Quem ganha com a deterioração da educação pública?

“Viemos ao mundo para dar nome às coisas: dessa forma nos tornamos senhores delas ou servos de quem as batizar antes de nós”. Lya Luft
Nei Alberto Pies
Qualidade é um substantivo inerente ao ser humano e aos seus afazeres. O ofício de educar, como outros, pressupõe a qualidade, gerada na satisfação e na conquista de aprendizagens protagonizadas por educadores e educandos. O prazer maior nas relações de ensino-aprendizagem está na construção do conhecimento como algo útil, agradável e capaz de desencadear alegria e realização. O educador é um dos maiores interessados na qualidade na educação, pois esta sempre carrega potenciais para a sua satisfação (o fracasso dos educandos também representa o seu fracasso).
Quem ganha com a desqualificação da educação pública? Quem ganha quando os professores/as não são tratados com a dignidade que merecem? Quem goza de alguma vantagem quando os alunos das nossas escolas saem delas sem as mínimas condições de ler e interpretar o mundo, para melhor se inserir nele?
É incrível: quando a sociedade se mostra disposta a debater a qualidade na educação, os professores/as são atacados e apontados responsáveis pelo insucesso escolar. E o que é mais grave: as peculiaridades do seu ofício começam a ser entendidas como privilégios e não como direitos. E os professores que lutam para ampliar ou manter os seus direitos são duramente penalizados.
Por acaso, professores e alunos estão a ser consultados para a avaliação dos processos educativos nos quais são os principais sujeitos? Para avaliarmos a educação, precisamos de legitimidade nos processos avaliativos, a partir de acordos e convencimentos capazes de promover o envolvimento dos sujeitos nas realidades avaliadas. Os seres humanos não são passivos como os produtos e as suas ações e atitudes remetem sempre para a sua liberdade.

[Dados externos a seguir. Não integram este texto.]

PR #6941, opened 2024-03-04
Update Dockerfile.sdk with OpenAI support

tgerdesnv:
Add flag to enable compile of OpenAI support in PA

### DIFF
--- a/Dockerfile.sdk
+++ b/Dockerfile.sdk
@@ -127,6 +127,7 @@ RUN cmake -DCMAKE_INSTALL_PREFIX=/workspace/install \
           -DTRITON_ENABLE_PERF_ANALYZER_C_API=ON \
           -DTRITON_ENABLE_PERF_ANALYZER_TFS=ON \
           -DTRITON_ENABLE_PERF_ANALYZER_TS=ON \
+          -DTRITON_ENABLE_PERF_ANALYZER_OPENAI=ON \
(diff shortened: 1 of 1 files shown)


Dockerfile.sdk
```diff
@@ -127,6 +127,7 @@ RUN cmake -DCMAKE_INSTALL_PREFIX=/workspace/install \
           -DTRITON_ENABLE_PERF_ANALYZER_C_API=ON \
           -DTRITON_ENABLE_PERF_ANALYZER_TFS=ON \
           -DTRITON_ENABLE_PERF_ANALYZER_TS=ON \
+          -DTRITON_ENABLE_PERF_ANALYZER_OPENAI=ON \
```
tgerdesnv, line 130: @mc-nv is this used in the CI? If so, what do I need to run to test it? If not, is there an additional place I should be applying this change?

mc-nv: > is this used in the CI? If so, what do I need to run to test it?

No, It's not used by GitLab itself. <br>
It updates cached variables `-DTRITON_ENABLE_PERF_ANALYZER_OPENAI=ON`. For CMake it means that the list of the  variables during the runtime will be extended with provided one which may change the result outputs.

>  If not, is there an additional place I should be applying this change?

We generally building `client` repository code using `Dockerfile.sdk` instructions, exception is Windows SDK build, which have to be updated to ship binaries compiled with given variable `-DTRITON_ENABLE_PERF_ANALYZER_OPENAI=ON`.

mc-nv (approved):

PR #6955, opened 2024-03-06
Update Dockerfile.win10.min

mc-nv:


Dockerfile.win10.min
```diff
@@ -87,7 +75,7 @@ RUN choco install git docker unzip -y
 #
 # Installing python
 #
-ARG PYTHON_VERSION=3.10.11
+ARG PYTHON_VERSION=3.8.10
```
nv-kmcgill53, line 78: I forgot the reasoning for the downgrade of python, could you please explain again?

nv-kmcgill53 (approved):
LGTM, just want a clarification on the python version change.

Dockerfile.win10.min
mc-nv: It's throw compilation errors, by downgrading it we were able to bypass it.

Issue #6887, opened 2024-02-15
Async HTTP Python Client not working properly


mutkach:
**Description**

`UnicodeDecodeError: 'utf-8' codec can't decode byte 0xa6 in position 5: invalid start byte` when requesting a model config using an async http client. 

When observing the http response directly using `tritonclient.http.aio` without wrapper, I've noticed that async client does not decompress the http response by itself, so it seems to be fixable with setting `auto_decompress=True` on `aiohttp.ClientSession`. I believe in my case the compression is imposed elsewhere (by nginx?). 

If that was intended (as the `auto_decompress=True` is the default setting) then some additional logic is required to process the compressed response (calling to `brotli.decompress()` fixed it in my case). 
In any case I'll be happy to provide the necessary fixes.

**Triton Information**
- Triton server version 2.38.0
- Triton container `23.09` 
- `tritonclient==2.33.0, 2.42.0`
- `nvidia-pytriton==0.2.5, 0.3.0` and `0.5.1` when built from source

**To Reproduce**
 
```
import asyncio
import numpy
from pytriton.client import AsyncioModelClient, ModelClient
from pytriton.client.utils import get_model_config

HOST = "HOST:80"
model_name = "intent_classifier" #does not work
message = "Simple and correct query for testing"

async def run_classification(inferer_server_endpoint: str, clf_model_name: str, message: str, **_):
    async with AsyncioModelClient(inferer_server_endpoint, clf_model_name) as client:
        inference_client = client.create_client_from_url(inferer_server_endpoint)
        config = await inference_client.get_model_config(model_name)
        print(config)

def sync_classification(inferer_server_endpoint: str, clf_model_name: str, message: str, **_):
    with ModelClient(inferer_server_endpoint, clf_model_name) as client:
        inference_client = client.create_client_from_url(inferer_server_endpoint)
        config = inference_client.get_model_config(model_name)
        print(config)

if __name__ == "__main__":
    sync_classification(HOST, model_name, message) # Works
    #asyncio.run(run_classification(HOST, model_name, message)) # Does not
```

config is attached
[classifier_config.txt](https://github.com/triton-inference-server/server/files/14293384/classifier_config.txt)

**Expected behavior**
Model configuration should be returned in a valid json format to be parsed into python dict

kthui:
Thanks for reporting the issue, I have filed a ticket for us to investigate further.

> In any case I'll be happy to provide the necessary fixes.

Any contribution is welcomed!

[...]

PR #6975, opened 2024-03-12
Add AsyncIO HTTP compression test

kthui:
Verifies the Python AsyncIO HTTP client can handle data compression, plus some refactoring.

Original request and response compression algorithms:
| request | response | request != response | is original test case |
| ----- | ----- | ----- | ----- |
| - | - | ❌ | ❌ |
| - | deflate | ✅ | ✅ |
| deflate | - | ✅ | ✅ |
| deflate  | deflate | ❌ | ❌ |
| - | gzip | ✅ | ✅ |
| gzip | - | ✅ | ✅ |
| gzip | gzip | ❌ | ❌ |
| deflate | gzip | ✅ | ✅ |
| gzip | deflate | ✅ | ✅ |

closes: https://github.com/triton-inference-server/server/issues/6887

### DIFF
--- a/qa/L0_data_compression/test.sh
+++ b/qa/L0_data_compression/test.sh
@@ -70,7 +70,37 @@ fi
 set -e
 
 # End-to-end testing with simple model
+function run_data_compression_infer_client() {
+    local client_path=$1
+    local request_algorithm=$2
+    local response_algorithm=$3
+    local log_path=$4
+
+    local python_or_cpp=`echo -n "$client_path" | tail -c 3`
+    if [ "$python_or_cpp" == ".py" ]; then
+        local infer_client="python $client_path"
+        local request_algorithm_parameter="--request-compression-algorithm $request_algorithm"
+        local response_algorithm_parameter="--response-compression-algorithm $response_algorithm"
+    else  # C++
+        local infer_client=$client_path
+        local request_algorithm_parameter="-i $request_algorithm"
+        local response_algorithm_parameter="-o $response_algorithm"
+    fi
+
+    if [ "$request_algorithm" != "" ] && [ "$response_algorithm" == "" ]; then
+        $infer_client -v $request_algorithm_parameter >> $log_path 2>&1
+        return $?
+    fi
+    if [ "$request_algorithm" == "" ] && [ "$response_algorithm" != "" ]; then
+        $infer_client -v $response_algorithm_parameter >> $log_path 2>&1
+        return $?
+    fi
+    $infer_client -v $request_algorithm_parameter $response_algorithm_parameter >> $log_path 2>&1
+    return $?
+}
+
 SIMPLE_INFER_CLIENT_PY=../clients/simple_http_infer_client.py
+SIMPLE_AIO_INFER_CLIENT_PY=../clients/simple_http_aio_infer_client.py
 SIMPLE_INFER_CLIENT=../clients/simple_http_infer_client
 
 CLIENT_LOG=`pwd`/client.log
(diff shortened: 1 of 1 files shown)


qa/L0_data_compression/test.sh
```diff
@@ -70,7 +70,37 @@ fi
 set -e
 
 # End-to-end testing with simple model
+function run_data_compression_infer_client() {
+    local client_path=$1
+    local request_algorithm=$2
+    local response_algorithm=$3
+    local log_path=$4
+
+    local python_or_cpp=`echo -n "$client_path" | tail -c 3`
```
fpetrini15, line 79: [Optional] I'm only a little weary of using a hard count from the end to determine the file extension. Technically, this would work for all extensions I can imagine us using in the future e.g., `.py`, `.cc`, `.rs`, etc. However, if the extension was `.cpp` as the variable name suggests, this line would not store the intended string.

Maybe it would be more future-proof if we did something like:
```bash
filename=$(basename ${client_path})
extension=".${filename##*.}"
```

fpetrini15:
Really great work condensing the tests Jacky; it's much cleaner now! Also the table in the description was very slick 🚀.

Just one minor ~optional~ comment.

qa/L0_data_compression/test.sh
```diff
@@ -70,7 +70,37 @@ fi
...
+
+    if [ "$request_algorithm" != "" ] && [ "$response_algorithm" == "" ]; then
+        $infer_client -v $request_algorithm_parameter >> $log_path 2>&1
+        return $?
+    fi
+    if [ "$request_algorithm" == "" ] && [ "$response_algorithm" != "" ]; then
+        $infer_client -v $response_algorithm_parameter >> $log_path 2>&1
+        return $?
+    fi
+    $infer_client -v $request_algorithm_parameter $response_algorithm_parameter >> $log_path 2>&1
```
rmccorm4, line 98: Also optional, but an alternative I find slightly quicker to parse is to build up the args and call the command in only one place, something like this:
```suggestion
    compression_args=""
    if [ "$request_algorithm" != "" ]; then
        compression_args+="${request_algorithm_parameter} "
    fi
    
    if [ "$response_algorithm" != "" ]; then
        compression_args+="${response_algorithm_parameter} "
    fi
    
    $infer_client ${compression_args} >> $log_path 2>&1
```

rmccorm4 (dismissed):
Nice cleanup Jacky! :rocket: 

Also big fan of the table in the description to summarize the changes!

qa/L0_data_compression/test.sh
kthui: This is a good suggestion if we are sure there is an extension (e.g. `file.py`, `file.cpp`), but there is no extension for the c++ executable, i.e.
```
$ path="../clients/simple_http_infer_client" && filename=$(basename ${path}) && extension=".${filename##*.}" && echo $extension
.simple_http_infer_client
```
which I think `.simple_http_infer_client` is no better than the last three characters `ent`.

I don't know if one day there might be a Java executable, e.g. `../clients/simple_http_java_infer_client`, and uses a different set of command line options than the c++ one, which we will have to come back and rewrite the test anyway.

What do you think about leaving it simple for now (just the last three characters)?

fpetrini15: Oof 🤦‍♂️ that's a really good point, I was stuck in source file land. In that case I am okay leaving it checking the last three characters!

rmccorm4: Personally I'm fine with current implementation, or just making it more straightforward and just defining what type each client is:
(may not be syntactically correct)
```bash
function run_data_compression_infer_client {
    ...
    if [ "$request_algorithm" != "" ] && [ "$response_algorithm" == "" ]; then
        $infer_client -v $request_algorithm_parameter >> $log_path 2>&1
        return $?
    fi
    if [ "$request_algorithm" == "" ] && [ "$response_algorithm" != "" ]; then
        $infer_client -v $response_algorithm_parameter >> $log_path 2>&1
        return $?
    fi

    $infer_client -v $request_algorithm_parameter $response_algorithm_parameter >> $log_path 2>&1
    if [ $? -ne 0 ]; then
       RET=1
       echo "<this specific test failed>"
    fi
}


function run_python_data_compression_test {
        local infer_client="python $client_path"
        local request_algorithm_parameter="--request-compression-algorithm $request_algorithm"
        local response_algorithm_parameter="--response-compression-algorithm $response_algorithm"
        run_data_compression_infer_client "${infer_client}" "$REQUEST_ALGORITHM" "$RESPONSE_ALGORITHM" "$CLIENT_LOG"
}

function run_cpp_data_compression_test {
  ...
}

python_clients="${SIMPLE_INFER_CLIENT_PY} ${SIMPLE_AIO_INFER_CLIENT_PY}"
cpp_clients = "${SIMPLE_INFER_CLIENT}"

    for REQUEST_ALGORITHM in "deflate" "gzip" ""; do
        for RESPONSE_ALGORITHM in "deflate" "gzip" ""; do
            if [ "$REQUEST_ALGORITHM" == "$RESPONSE_ALGORITHM" ]; then
                continue
            fi

            set +e
            for client in ${PYTHON_CLIENTS}; do
              run_python_data_compression_test
            }

            for client in ${CPP_CLIENTS}; do
              run_cpp_data_compression_test
            }
            set -e
        done
    done
```

but either way I don't think this part needs to be over-engineered

qa/L0_data_compression/test.sh
kthui: Sure, build up the arguments in one place: [Improve command line option handling](https://github.com/triton-inference-server/server/pull/6975/commits/1d869967bcb7e540ef8c60eb845ef57a07335523)

fpetrini15 (approved):
LGTM, great work!

PR #6985, opened 2024-03-14
Exposing trace context to python backend

oandreeva-nv:
The purpose of this PR:
This PR is a Stage 1 towards adding an ability for users to create custom traces in python backend. 
This set of PRs is heavily focused on OpenTelemetry trace mode. 

Functionality:
- Prepares OpenTelemetry trace context via `PrepareTraceContext` and attaches it to TRITONSERVER_InferenceTrace instance through `TRITONSERVER_InferenceTraceSetContex` at the moment in time, when `REQUEST_START` callback happens. That one is happening from the core side, so when PBE model starts execution, it should have context attached to its trace.
- Context is passed as a string and for OpenTelemetry is essentially 2 headers `traceparent` : "..." and `tracestate`: "...". Some of you may know about them from OpenTelemetry context propagation discussions. It's the same. 
- We do nothing with trace Context in Triton mode. On the core side `TRITONSERVER_InferenceTrace` is initiated with an empty string as a context, since it is never updated, pbe will get an empty string and return `None` with `request.trace().get_context()` 

Below is a POC illustrated.

`mode=triton` tests are on the way.

Related PRs:
python_be: https://github.com/triton-inference-server/python_backend/pull/346
core: https://github.com/triton-inference-server/core/pull/334
  

POC:
image

created with model.py:
```python
import time
import json

import numpy as np
import triton_python_backend_utils as pb_utils

from opentelemetry import trace
from opentelemetry.propagate import inject
from opentelemetry.sdk.trace import TracerProvider
from opentelemetry.sdk.trace.export import (
    BatchSpanProcessor
)
from opentelemetry.trace.propagation.tracecontext import TraceContextTextMapPropagator
from opentelemetry.exporter.otlp.proto.http.trace_exporter import OTLPSpanExporter



class TritonPythonModel:

    def initialize(self, args):
    	trace.set_tracer_provider(TracerProvider())
    	self.tracer = trace.get_tracer_provider().get_tracer("pbe")
    	trace.get_tracer_provider().add_span_processor(
	    BatchSpanProcessor(OTLPSpanExporter(endpoint="http://localhost:4318/v1/traces"))
	)

    def execute(self, requests):
        logger = pb_utils.Logger
        logger.log_info(f"got {len(requests)} requests")

        responses = []
        for request in requests:
            inp = pb_utils.get_input_tensor_by_name(request, "INPUT0").as_numpy()
            context = request.trace().get_context()
            if context == None:
            	context = "{}"
            ctx = TraceContextTextMapPropagator().extract(carrier=json.loads(context))

            # emulate some work
            with self.tracer.start_as_current_span('child', context=ctx) as span:
            	time.sleep(3)
            
            time.sleep(3)

            output_tensors = [pb_utils.Tensor("OUTPUT0", inp.astype(np.float32))]
            inference_response = pb_utils.InferenceResponse(output_tensors=output_tensors)
            responses.append(inference_response)

        return responses
```

### DIFF
--- a/qa/L0_trace/opentelemetry_unittest.py
+++ b/qa/L0_trace/opentelemetry_unittest.py
@@ -41,7 +41,7 @@ import requests
 import test_util as tu
 import tritonclient.grpc as grpcclient
 import tritonclient.http as httpclient
-from tritonclient.utils import InferenceServerException, np_to_triton_dtype
+from tritonclient.utils import InferenceServerException
 
 NO_PARENT_SPAN_ID = ""
 COLLECTOR_TIMEOUT = 10
--- a/qa/L0_trace/opentelemetry_unittest.py
+++ b/qa/L0_trace/opentelemetry_unittest.py
@@ -29,6 +29,7 @@ import sys
 sys.path.append("../common")
 import json
 import queue
+import re
 import shutil
 import subprocess
 import time
@@ -40,7 +41,7 @@ import requests
 import test_util as tu
 import tritonclient.grpc as grpcclient
 import tritonclient.http as httpclient
-from tritonclient.utils import InferenceServerException
+from tritonclient.utils import InferenceServerException, np_to_triton_dtype
 
 NO_PARENT_SPAN_ID = ""
 COLLECTOR_TIMEOUT = 10
@@ -755,6 +756,22 @@ class OpenTelemetryTest(tu.TestResultCollector):
         )
         time.sleep(5)
         self._test_simple_trace(headers=self.client_headers)
+
+    def test_trace_context_exposed_to_pbe(self):
+        """
+        Tests trace context, propagated to python backend.
+        """
+        triton_client_http = httpclient.InferenceServerClient(
+            "localhost:8000", verbose=True
+        )
+        xs = np.zeros((1, 1)).astype(np.float32)
+        inputs = httpclient.InferInput("INPUT0", xs.shape, np_to_triton_dtype(xs.dtype))
+        result = triton_client_http.infer(
+            self.ensemble_model_name, inputs, headers=self.client_headers
+        )
+        context = result.as_numpy("OUTPUT0")
+        context_pattern = re.compile(r"\d{2}-[0-9a-f]{32}-[0-9a-f]{16}-\d{2}")
+        self.assertIsNotNone(re.match(context_pattern, context))
 
 
 if __name__ == "__main__":
--- a/qa/L0_trace/opentelemetry_unittest.py
+++ b/qa/L0_trace/opentelemetry_unittest.py
@@ -105,6 +105,7 @@ class OpenTelemetryTest(tu.TestResultCollector):
         self.simple_model_name = "simple"
         self.ensemble_model_name = "ensemble_add_sub_int32_int32_int32"
         self.bls_model_name = "bls_simple"
+        self.trace_context_model = "trace_context"
         self.test_models = [
             self.simple_model_name,
             self.ensemble_model_name,
@@ -764,14 +765,19 @@ class OpenTelemetryTest(tu.TestResultCollector):
         triton_client_http = httpclient.InferenceServerClient(
             "localhost:8000", verbose=True
         )
-        xs = np.zeros((1, 1)).astype(np.float32)
-        inputs = httpclient.InferInput("INPUT0", xs.shape, np_to_triton_dtype(xs.dtype))
-        result = triton_client_http.infer(
-            self.ensemble_model_name, inputs, headers=self.client_headers
-        )
-        context = result.as_numpy("OUTPUT0")
+        expect_none = np.array([False], dtype=bool)
+        inputs = httpclient.InferInput("expect_none", [1], "BOOL")
+        inputs.set_data_from_numpy(expect_none)
+        try:
+            result = triton_client_http.infer(self.trace_context_model, inputs=[inputs])
+        except InferenceServerException as e:
+            self.fail(e.message())
+
+        context = result.as_numpy("OUTPUT0")[()].decode("utf-8")
+        context = json.loads(context)
+        self.assertIn("traceparent", context.keys())
         context_pattern = re.compile(r"\d{2}-[0-9a-f]{32}-[0-9a-f]{16}-\d{2}")
-        self.assertIsNotNone(re.match(context_pattern, context))
+        self.assertIsNotNone(re.match(context_pattern, context["traceparent"]))
 
 
 if __name__ == "__main__":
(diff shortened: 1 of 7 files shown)


src/tracer.cc
```diff
@@ -300,7 +300,9 @@ TraceManager::GetTraceStartOptions(
 {
   TraceManager::TraceStartOptions start_options;
   GetTraceSetting(model_name, start_options.trace_setting);
-  if (start_options.trace_setting->mode_ == TRACE_MODE_OPENTELEMETRY) {
+  if (!start_options.trace_setting->level_ ==
+          TRITONSERVER_TRACE_LEVEL_DISABLED &&
+      start_options.trace_setting->mode_ == TRACE_MODE_OPENTELEMETRY) {
```
oandreeva-nv, line 305: This fixes memory leak when `mode` is opentelemetry, but trace level is `OFF`, i.e. tracing disabled. Not happening in the default scenario, only when user specifies `mode=opentelemetry`, but doesn't specify `level=TIMESTAMPS`

src/tracer.cc
```diff
@@ -560,6 +562,9 @@ TraceManager::Trace::StartSpan(
     if (std::string(request_id) != "") {
       span->SetAttribute("triton.request_id", request_id);
     }
+    triton::common::TritonJson::WriteBuffer buffer;
+    PrepareTraceContext(span, &buffer);
```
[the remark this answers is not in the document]
oandreeva-nv: I would like users to be more clear in what they want. Since by default trace mode is `triton` on front side, I think it is reasonable to have this requirement on the python_be side as well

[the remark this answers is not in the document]
oandreeva-nv: Since in this stage mode is not exposed to python_be, I think it is reasonable to get rid of `mode` argument in `get_context`. It will still return `None` if passed context is an empty string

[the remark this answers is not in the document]
rmccorm4: I prefer not having the `mode` for now if not needed, since it seems like the user can choose the mode, but the mode is already set on the server side.

qa/L0_trace/trace_context.py
```diff
@@ -0,0 +1,48 @@
...
+                auto_complete_model_config.add_output(output)
+
+        auto_complete_model_config.set_max_batch_size(1)
+
+        return auto_complete_model_config
+
+    def initialize(self, args):
+        self.model_config = json.loads(args["model_config"])
+        output_config = pb_utils.get_output_config_by_name(self.model_config, "OUTPUT0")
+        self.output_dtype = pb_utils.triton_string_to_numpy(output_config["data_type"])
```
rmccorm4, line 36: I think these are unused
```suggestion
        pass
```

qa/L0_trace/trace_context.py
```diff
@@ -0,0 +1,48 @@
...
+
+    def execute(self, requests):
+        responses = []
+        for request in requests:
+            context = request.trace().get_context(mode="opentelemetry")
```
rmccorm4, line 41: I prefer removing `mode` if not needed, as discussed in this thread: https://github.com/triton-inference-server/server/pull/6985/files#r1525367279

qa/L0_trace/opentelemetry_unittest.py
```diff
@@ -756,6 +757,22 @@ def test_sagemaker_invoke_trace_simple_model_context_propagation(self):
         time.sleep(5)
         self._test_simple_trace(headers=self.client_headers)
 
+    def test_trace_context_exposed_to_pbe(self):
```
rmccorm4, line 760: I think having a test for a case where `request.trace().get_context()` is `None` (such as server in `triton` mode) would be good.

src/tracer.cc
rmccorm4: Can be follow-up if complicated, but shouldn't the code not get this far if `--trace-level OFF` (tracing disabled)?

I would expect something earlier in the call chain looking like:
```cpp
// ex: StartTrace() - don't know the entrypoint
Status SomeTraceEntrypointFunction() {
  if (level == TRITONSERVER_TRACE_LEVEL_DISABLED) {
    return Status(INVALID_ARG, "Tracing is disabled");
    // or depending on how code works
    return Status::Success; // do nothing when tracing disabled
  }
}
```

qa/L0_trace/opentelemetry_unittest.py
oandreeva-nv: yeap, on the way

src/tracer.cc
oandreeva-nv: The problem is `GetTraceStartOptions` is called from http/grpc code and if `mode` was specifically chosen as `opentelemetry` , we check for OTel context in headers, if those exist, we do a force sample. 

Thus, added check will force sample (based on the context) trace, only when `level` != `OFF`.

src/tracer.cc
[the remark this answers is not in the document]
oandreeva-nv: refactored

qa/L0_trace/opentelemetry_unittest.py
oandreeva-nv: added more tests: https://github.com/triton-inference-server/server/pull/6985/files#diff-27e9ca4cd8f292f0e5a94bbabb243e40fe0d47cd55164a0cb49ae6e093c9fbe7R1041-R1083

src/tracer.cc
rmccorm4: I see, thanks for explaining 🙏

rmccorm4 (dismissed):

qa/L0_trace/trace_context.py
oandreeva-nv: updated

qa/L0_trace/trace_context.py
oandreeva-nv: cleaned up

qa/L0_trace/opentelemetry_unittest.py
```diff
@@ -756,6 +758,27 @@ def test_sagemaker_invoke_trace_simple_model_context_propagation(self):
...
+        """
+        Tests trace context, propagated to python backend.
```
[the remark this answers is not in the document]
oandreeva-nv: I'll prepare a follow up PR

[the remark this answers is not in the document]
oandreeva-nv: For the reference: DLIS-6341

rmccorm4 (approved):
Nice work :rocket:

qa/L0_trace/trace_context.py
```diff
@@ -0,0 +1,46 @@
+import numpy as np
```
kthui, line 1: @oandreeva-nv do we need a copyright statement for this file?

oandreeva-nv: Good catch, will follow up shortly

Rubem Alves, quando discute “Qualidade em educação”, lembra que “a educação, na medida em que lida com a vida das pessoas e a vida do país, deve ser a área mais rigorosamente testada e é preciso que seja excelente. Entretanto, é aquela em que os testes são mais difíceis e as avaliações, vestibulares e ‘provões’ quase nada significam: nada garante que a qualidade, medida por critérios académicos numéricos, consiga passar os testes que a vida impõe”.
Alves afirma que as avaliações escolares são sempre anunciadas com a intenção de “consertar a máquina” (a estrutura dos sistemas de ensino). E logo responde: “eu, ao contrário, acho que não há nada de errado com a máquina. Não há o que consertar. Acontece que os alunos, mais precisamente os corpos dos alunos – tem também os seus mecanismos de ‘controlo de qualidade’. Se eles não aprendem é porque os seus corpos reprovam a máquina. Os seus corpos vomitam o que a máquina lhes enfia pela goela abaixo. O resultado do ‘examão’ seria a prova disso”. E pondera ainda que o nosso corpo só aprende 2 tipos de conteúdos: os que dão prazer e os que levam ao objeto de prazer (aqueles com razões para serem aprendidos). “A máquina funciona como deve. O problema é que a comida que ela serve é imprópria para a inteligência”.
Há muito tempo que os educadores/as reclamam qualidade. Há tempos que apontam imprópria a “comida” que os governos lhes servem (precarização das condições de trabalho, retirada de direitos e penalizações para quem luta). E isto fere as suas inteligências. Por isso pedem um favor: não chamem de inteligência o que se faz na gestão da educação pública. É muito indigesto e está longe de gerar prazer. E já seria ousadia demais!